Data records
'''

PR #7197, opened 2024-11-07
[D1] fix console output for `wrangler d1 migrations create`

michelheusschen:
Fixes wrong console output after using `wrangler d1 migrations create`

Before: /home/user/path/{newMigrationName}
After: /home/user/path/0001_migration.sql

---

- Tests
  - [ ] TODO (before merge)
  - [ ] Tests included
  - [x] Tests not necessary because: no existing tests, just log output so not worth adding
  - [ ] I don't know
  - [ ] Required
  - [x] Not required because: no existing e2e tests print this log message I think
- Public documentation
  - [ ] TODO (before merge)
  - [ ] Cloudflare docs PR(s): 
  - [x] Documentation not necessary because: messaging change

### DIFF
--- a/.changeset/new-adults-float.md
+++ b/.changeset/new-adults-float.md
@@ -1,0 +1,5 @@
+---
+"wrangler": patch
+---
+
+fix console output for `wrangler d1 migrations create`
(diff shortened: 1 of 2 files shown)


emily-shen (changes requested):
Actually, can you add a changeset please? you can run `npx changeset` to generate one. This should be a patch. Thanks again!

michelheusschen:
@emily-shen I've added a changeset

emily-shen (approved):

'''

The answer must consist of every line from the records above that holds "wrangler".

- _Answer area_
[D1] fix console output for `wrangler d1 migrations create`
Fixes wrong console output after using `wrangler d1 migrations create`
+"wrangler": patch
+fix console output for `wrangler d1 migrations create`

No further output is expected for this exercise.